::: Information :::
Issue #144, opened 2017-12-05
Confirm that a .pem is public material before sticking it into authorities.tgz


celskeggs:
Just in case.

Original comment: https://github.com/sipb/homeworld/pull/135#discussion_r154534577

In other words: instead of assuming that every `.pem` file is safe to copy as public information, we should read the headers on them to ensure that they contain a PEM certificate and not anything else.

dmssargent:
Just to confirm, you only want .pem files to have just certificate(s) in them and nothing else per what is allowable by the format? Or do you want to ensure the .pem file does not contain any private keys?

For future reference, [RFC 7468](https://tools.ietf.org/html/rfc7468) specifies the encapsulation methods used in the PEM file format, while [RFC 1421](https://tools.ietf.org/html/rfc1421) Section 4.4 considers only the text that is encapsulated to be a PEM message. OpenSSL's [pem.h](https://github.com/openssl/openssl/blob/master/include/openssl/pem.h) can show us what types of messages PEM files can carry.

ichung:
@dmssargent The former - there should be only a certificate and nothing else.

dmssargent:
Thanks @ichung!

dmssargent:
If a file is found that has the extension of ".pem" but contains >1 certificates or contains other things (like a private key), what should my code do?

celskeggs:
Throw an exception. Probably just use command.fail for that.

PR #205, opened 2018-01-12
Verify PEM files contain only 1 certificate

dmssargent:
This PR addresses issue #144.

The PEM files used to create the authorities.tgz should only be certificates and public material. This PR adds additional validation to the PEM files to verify that they do contain certificates and only certificates. Otherwise, `spire authority gen` will fail with an error message

### DIFF
--- a/building/build-debs/homeworld-admin-tools/src/authority.py
+++ b/building/build-debs/homeworld-admin-tools/src/authority.py
@@ -23,7 +23,25 @@ def name_for_decrypted_file(name_of_encrypted_file):
     if name_of_encrypted_file.endswith(ENCRYPTED_EXTENSION):
         return name_of_encrypted_file[:-len(ENCRYPTED_EXTENSION)]
     raise ValueError("Filename " + name_of_encrypted_file + " does not have expected suffix '" + ENCRYPTED_EXTENSION + "'.")
-    
+   
+def validate_pem_file(full_file_name: str) -> bool:
+    with open(full_file_name) as pem_file:
+        has_certificate = False
+        for line in pem_file:
+            # PEM data that is a certificate should have the following header
+            if line.startswith("-----BEGIN CERTIFICATE-----"):
+                if has_certificate:
+                    command.fail("pem file \"" + file_name + "\" should only contain 1 certificate, but it contains additional certificates!")
+                has_certificate = True
+            # The file should not have other types of PEM data
+            elif line.startswith("-----BEGIN "):
+                command.fail("pem file \"" + file_name + "\" contains non-certificate PEM data!")
+        # The file should have had a certificate
+        if not has_certificate:
+            command.fail("pem file \"" + file_name + "\" does not contain any PEM certificates!")
+
+        return True
+
 def generate() -> None:
     authorities = get_targz_path(check_exists=False)
     if os.path.exists(authorities):
@@ -47,7 +65,7 @@ def generate() -> None:
         cryptdir = os.path.join(d, "cryptdir")
         os.mkdir(cryptdir)
         for filename in os.listdir(certdir):
-            if filename.endswith(".pub") or filename.endswith(".pem"):
+            if filename.endswith(".pub") or (filename.endswith(".pem") and validate_pem_file(os.path.join(certdir, filename))):
                 # public keys; copy over without encryption
                 util.copy(os.path.join(certdir, filename), os.path.join(cryptdir, filename))
             else:


building/build-debs/homeworld-admin-tools/src/authority.py
```diff
@@ -23,7 +23,24 @@ def name_for_decrypted_file(name_of_encrypted_file):
     if name_of_encrypted_file.endswith(ENCRYPTED_EXTENSION):
         return name_of_encrypted_file[:-len(ENCRYPTED_EXTENSION)]
     raise ValueError("Filename " + name_of_encrypted_file + " does not have expected suffix '" + ENCRYPTED_EXTENSION + "'.")
-    
+   
+def validate_pem_file(dir_path: str, file_name: str) -> None:
+    full_file_name = os.path.join(dir_path, file_name)
```
celskeggs: If all this needs is a filename, it should be passed in as a filename. There's no reason for this function to join the filename itself.

If you want a short version of the name for a file, use os.path.basename to extract it.

building/build-debs/homeworld-admin-tools/src/authority.py
```diff
@@ -23,7 +23,24 @@ def name_for_decrypted_file(name_of_encrypted_file):
...
+        has_certificate = False
+        for line in pem_file:
+            # PEM data that is a certificate should have the following header
+            if line.startswith("-----BEGIN CERTIFICATE-----"):
+                if has_certificate:
+                    command.fail("The PEM file \"" + file_name + "\"should only contain 1 certificate, but it contains additional certificates!")
+                has_certificate = True
+            # The file should not have other types of PEM data
+            elif line.startswith("-----BEGIN "):
+                command.fail("The PEM file \"" + file_name + "\"should only contain 1 certificate, but it contains additional PEM data!")
```
celskeggs: Error message is unclear. Saying "should only contain 1" implies that you've already found one, even though this can occur when that's not the case.

building/build-debs/homeworld-admin-tools/src/authority.py
```diff
@@ -23,7 +23,24 @@ def name_for_decrypted_file(name_of_encrypted_file):
...
+        # The file should have had a certificate
+        if not has_certificate:
+                command.fail("The PEM file \"" + file_name + "\"should only contain 1 certificate, but it does not contain any PEM data!")
```
celskeggs: You can be more concise here by just skipping to "does not contain" instead of talking about "should only contain 1 certificate"

building/build-debs/homeworld-admin-tools/src/authority.py
```diff
@@ -23,7 +23,24 @@ def name_for_decrypted_file(name_of_encrypted_file):
...
+
```
celskeggs: Your indentation looks odd here.

building/build-debs/homeworld-admin-tools/src/authority.py
```diff
@@ -23,7 +23,24 @@ def name_for_decrypted_file(name_of_encrypted_file):
...
+   
+def validate_pem_file(dir_path: str, file_name: str) -> None:
+    full_file_name = os.path.join(dir_path, file_name)
+    with open(full_file_name) as pem_file:
+        has_certificate = False
+        for line in pem_file:
+            # PEM data that is a certificate should have the following header
+            if line.startswith("-----BEGIN CERTIFICATE-----"):
+                if has_certificate:
+                    command.fail("The PEM file \"" + file_name + "\"should only contain 1 certificate, but it contains additional certificates!")
```
celskeggs: Error messages through command.fail should start with a lowercase letter.

building/build-debs/homeworld-admin-tools/src/authority.py
```diff
@@ -47,7 +64,7 @@ def generate() -> None:
         cryptdir = os.path.join(d, "cryptdir")
         os.mkdir(cryptdir)
         for filename in os.listdir(certdir):
-            if filename.endswith(".pub") or filename.endswith(".pem"):
+            if filename.endswith(".pub") or (filename.endswith(".pem") and validate_pem_file(certdir, filename)):
```
celskeggs: You're using validate_pem_file here as a boolean, which is declared not to return anything.

Did you test this code? I'm not quite sure why this would work.

dmssargent: It works, although incorrectly.

For me:
```bash
$ python3 --version
Python 3.6.3
```

The following code prints 0.
```python
if True and None:
    print(1)
else:
    print(0)
```

celskeggs: "Working, although incorrectly" is not a kind of "working."

(i.e. yes, you *can* use a None as a boolean. It evaluates to false. But I don't think you mean to do that.)

dmssargent:
I pushed a new changes awhile ago (a few days ago), but I don't think it sent any notifications.

celskeggs:
The usual technique is to just assign the issue back to me. I'll take a look when I have the chance.

dmssargent:
Oh, okay. Thanks!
:::
Please report all lines in the entries where "keys" appears.

_Answer for the task_
Just to confirm, you only want .pem files to have just certificate(s) in them and nothing else per what is allowable by the format? Or do you want to ensure the .pem file does not contain any private keys?
                 # public keys; copy over without encryption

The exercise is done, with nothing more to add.